Saved data entries:
┄┄┄┄┄┄┄┄┄┄

PR #1489, opened 2018-05-25
Remove externalLocations from the project before exporting to snapshot

alexpelan:
The next user that imports it won't be able to export to repo since they don't
own it.

I look forward to the discussion as to whether this should be a whitelist or blacklist


outoftime:
@alexpelan LGTM! Can see arguments both ways, but this seems the most straightforward fix for the immediate problem so I’m inclined to keep this until future requirements make it clearer that a whitelist of preferable.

┄┄┄┄┄┄┄┄┄┄

## What to work on
Without leaving anything out, transcribe the records above exactly.

## Written answer
PR #1489, opened 2018-05-25
Remove externalLocations from the project before exporting to snapshot

alexpelan:
The next user that imports it won't be able to export to repo since they don't
own it.

I look forward to the discussion as to whether this should be a whitelist or blacklist


outoftime:
@alexpelan LGTM! Can see arguments both ways, but this seems the most straightforward fix for the immediate problem so I’m inclined to keep this until future requirements make it clearer that a whitelist of preferable.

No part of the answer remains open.